Comme les utilisateurs empruntent souvent le RER pour rejoindre leur lieu de travail, leurs temps de transport sont relativement longs (cf. tableau ci-dessous). C'est pourquoi, 9 des 15 personnes interrogées mettent plus de 30 minutes pour aller travailler. Cette durée les invite à exploiter leurs trajets quotidiens pour explorer de nouveaux modes de divertissement, au rang desquels nous avons sélectionné les services multimédia. La longueur des trajets a davantage d'impact sur les usages des plus de 25 ans car ils en profitent pour explorer un mode de divertissement complémentaire à leurs lectures. En revanche, la durée a moins d’impact sur les plus jeunes dans la mesure où ils développent des arts de faire experts pour regarder leurs programmes favoris dans des créneaux d'utilisation toujours plus brefs.

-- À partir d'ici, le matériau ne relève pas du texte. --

PR #254, opened 2024-03-06
feat: use height of text as button height in context menu

casperstorm:


casperstorm:
@andymandias do you mind testing this if context menus works on linux?

andymandias:
Confirmed on IRC but will also confirm here for posterity, it works perfectly.  Thank you!

data/src/config.rs
```diff
@@ -58,10 +58,40 @@ impl From<ScaleFactor> for f64 {
...
+        }
+
+        let MaybeFont { family, size } = MaybeFont::deserialize(deserializer)?;
+        let Font { family: default_family, size: default_size } = Font::default();
+
+        Ok(Font {
+            family: family.unwrap_or(default_family),
+            size: size.unwrap_or(default_size),
+        })
+    }
```
tarkah, line 94: `#[serde(default_with = "default_font_size")]`

```rs
fn default_font_size() -> f32 {
  13.0
}
```

tarkah: Then you can keep `default` below on Font

src/screen/dashboard/side_menu.rs
```diff
@@ -238,9 +246,12 @@ fn buffer_button<'a>(
                 ),
             };
 
+            // Height based on font size, with some margin added.
+            let height = LineHeight::default().to_absolute((font.size + 8.0).into());
+
             button(text(content).style(theme::Text::Primary))
                 .width(length)
-                .height(length)
+                .height(height)
```
tarkah, line 254: This seems super hacky. Let me play around. We should just be able to use `Shrink` height and have it work when font size increases....

PR #255, opened 2024-03-07
Fix float precision issue in double pass

tarkah:
If second pass is fill and we provide the fixed
size from the first pass, it's possible fill doesn't return the same layout within those limits due to
flex / float precision. Expanding the limits by 1
pixel appears to completely resolve this.


andymandias:
Looks good, all context menus render as intended.

casperstorm (approved):

PR #262, opened 2024-03-12
Add "Drafts" to Input

andymandias:
This PR is to automatically store the contents of the input view, such that non-sent messages will persist when switching between channels/queries/servers.  I.e. if I type out a part of a message for a channel, switch to another channel to reference other messages, then when I switch back to the original channel the part of the message that I typed will be restored.  Previously, when switching channels the input is cleared and anything that has been typed is lost.

### DIFF
--- a/CHANGELOG.md
+++ b/CHANGELOG.md
@@ -3,7 +3,7 @@
 Added:
 
 - Configuration option to enable a topic banner in channels. This can be enabled under `buffer.channel.topic`
-- Messages typed into the input will persist until sent.  Typed messages are saved when switching a pane to another buffer, then
+- Messages typed into the input will persist until sent. Typed messages are saved when switching a pane to another buffer, then
   are restored when that buffer is returned to.
 
 Fix:
--- a/CHANGELOG.md
+++ b/CHANGELOG.md
@@ -3,6 +3,8 @@
 Added:
 
 - Configuration option to enable a topic banner in channels. This can be enabled under `buffer.channel.topic`
+- Messages typed into the input will persist until sent.  Typed messages are saved when switching a pane to another buffer, then
+  are restored when that buffer is returned to.
 
 Fix:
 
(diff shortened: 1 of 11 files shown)


src/screen/dashboard.rs
```diff
@@ -783,6 +785,15 @@ impl Dashboard {
         self.panes.get_mut(pane).map(|state| (pane, state))
     }
 
+    fn get_focused_mut_with_history(
```
casperstorm, line 788: Nit: By default we normally name mutable functions `_mut` at the end.
```rust
fn get_focused_with_history_mut
```

casperstorm:
This looks and feels good, similar to how Discord, Slack and other applications behave.
Didn't really pay too much attention to this before, because I normally run in a split plane without but I welcome this change.
Could you add a entry to CHANGELOG?

src/screen/dashboard.rs
andymandias: Makes sense, thanks for the note :)

andymandias:
Oops, sorry about that.  CHANGELOG entry added.

Happy to provide the single-pane-user perspective.

CHANGELOG.md
```diff
@@ -3,6 +3,8 @@
 Added:
 
 - Configuration option to enable a topic banner in channels. This can be enabled under `buffer.channel.topic`
+- Messages typed into the input will persist until sent.  Typed messages are saved when switching a pane to another buffer, then
```
casperstorm, line 6: Nit: Double space.

casperstorm (approved):
I'll approve, and wait to see if @tarkah has any additional comments.

tarkah (approved):
Awesome as always @andymandias! I've done a little cleanup, mainly removing the unneeded state on `input_view::State` since we can just update / reference the draft value from our stored history manager -> input widget.

Issue #226, opened 2024-02-06
Many Server Connection Reports


andymandias:
Sometimes when waking my laptop from sleep I get many `connection to server lost` and `connection to server restored` messages in a row all with the same timestamp (example screenshot attached).  I'm unable to reliably reproduce the behavior, and I currently don't have any reason to believe that they're false reports, but they do take up a big block in the backlog.  I don't believe we want to suppress that information entirely, but I think it would be nice if the messages could be condensed into a single pair of `connection to server lost` and `connection to server restored` messages.
   
![Screenshot from 2024-02-05 14-27-45](https://github.com/squidowl/halloy/assets/5768180/2d67b4fb-e312-4ca8-9efd-6128bc79432d)

andymandias:
Looking into this a bit more, these (dis)connections are all happening within a tenth of a second.  It seems like these shouldn't happen since I haven't changed the reconnect delay from the default 10s.  I've written a simple message filter to coalesce the messages into single a disconnect/connect pair, but maybe it'd be better to stop them at the source?

casperstorm:
I wonder if @tarkah has any thoughts about this.

tarkah:
Make sure to set reconnect delay https://github.com/squidowl/halloy/blob/main/data%2Fsrc%2Fconfig%2Fserver.rs#L39-L41 in your server config

tarkah:
Relevant code is here, we always try to delay before reconnecting. All branches which disconnect set last retry to now. So either reconnect delay is somehow zero or something is weird with Instant and sleep.

https://github.com/squidowl/halloy/blob/main/data%2Fsrc%2Fstream.rs#L85-L92

andymandias:
Thank you for your thoughts and the code reference.  I've added some diagnostic prints around reconnection to the debug log and will report back with details the next time it occurs.

andymandias:
The delay is happening between `data/src/stream.rs` and `src/main.rs` (as expected, but best to confirm in my experience).  I don't know why the wait time between send and receive is sometimes very long (~1.5 hours the most recent time this issue occurred), but I expect it's out of the scope of Halloy.  I've drafted a PR which I believe will give users accurate reconnect/disconnect times;  just waiting for the issue to occur again to test abnormal behavior (normal behavior appears to be effectively unchanged, as desired).  I think we can close this issue with PR #270 (or something like it).

andymandias:
[...]

PR #270, opened 2024-03-14
Add Send Time to Broadcast Messages

andymandias:
This is an attempt to address the Halloy side of #226 by adding a `sent_time` to those broadcast messages.  Other broadcast messages I expect will not have such long times between send and receive, so I have not added `sent_time` to those messages, instead it defaults to `Utc::now()` at receive time (previous behavior).

### DIFF
--- a/CHANGELOG.md
+++ b/CHANGELOG.md
@@ -3,6 +3,7 @@
 Fixed:
 
 - Accept '@' in usernames to support bouncers that use the user@identifier/network convention
+- Prevent rare scenario where broadcast messages' timestamp would not match time the messages are received
 
 # 2024.5 (2024-03-21)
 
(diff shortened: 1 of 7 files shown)


andymandias:
Shows the correct connect/disconnect times in the backlog for me.

casperstorm (commented):
This makes sense to me, however is there a good way to test it?

andymandias:
Okay, I can now consistently reproduce broadcast timestamps not matching when the event occurred with these steps (these may not be the minimum required yet, but they are consistently working for me):
1.  Sleep laptop with Halloy in another workspace.
2. Wake laptop, but do not return to the workspace with Halloy.
3.  On another computer enter the same channel and perform a broadcast action (e.g. use the webchat to log in to the channel and change nickname).
4.  Return to Halloy workspace.

tarkah (approved):
LGTM. Makes sense we would show server time on broadcast messages for better accuracy just like other messages, since they're based on a server message.

casperstorm (approved):

PR #273, opened 2024-03-15
More Linux Icons

andymandias:
In my experience the scalers in Linux DEs can use as much help as Windows/macOS.  I picked the icon sizes based on the sizes inside `assets/windows/halloy.ico` and the conversion options are unchanged in `scripts/generate-icons.sh`;  works well over here, but I'm not attached to any of the details.  The directory structure is a bit of a beast, but is based on the [XDG directory layout specification](https://specifications.freedesktop.org/icon-theme-spec/latest/ar01s03.html) so that most users who build Halloy themselves could e.g. `cp -r assets/linux/icons ~/.local/share/` to install all the icons in one go.


tarkah:
LOL @andymandias we were working on this at the same time:

https://github.com/squidowl/halloy/pull/274

casperstorm:
Hahahaha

Figure 21 : Durée quotidienne de leur temps de transport

Notre échantillon pour cette deuxième étude est donc composé d’utilisateurs « avancés » qui sont multi-équipés en TIC et qui développent des pratiques d’information intensives. Ces individus ont majoritairement moins de 35 ans, ils sont diplômés du supérieur et exercent une activité professionnelle en région parisienne. Comme ils ont un profil spécifique, nous singulariserons à de multiples reprises nos observations en insistant sur le fait qu'elles s'adressent aux usagers technophiles. Cependant, cette catégorie d'utilisateurs, qui fait sens commun dans les études d'usages, contribue à reproduire une représentation qui est aujourd'hui erronée. Il existe en effet de plus en plus de femmes technophiles. Leurs usages sont spécifiques car elles s'orientent massivement vers la consultation de séries, une fois leur veille informationnelle réalisée, là où les jeunes hommes technophiles la prolongent autour des informations sportives. Dès lors, le sens que les hommes vont donner à leurs déplacements va davantage être marqué par ces deux registres de veilles informationnelles (news et sport) là où les femmes technophiles les inscriront davantage sous le signe du divertissement (news et séries).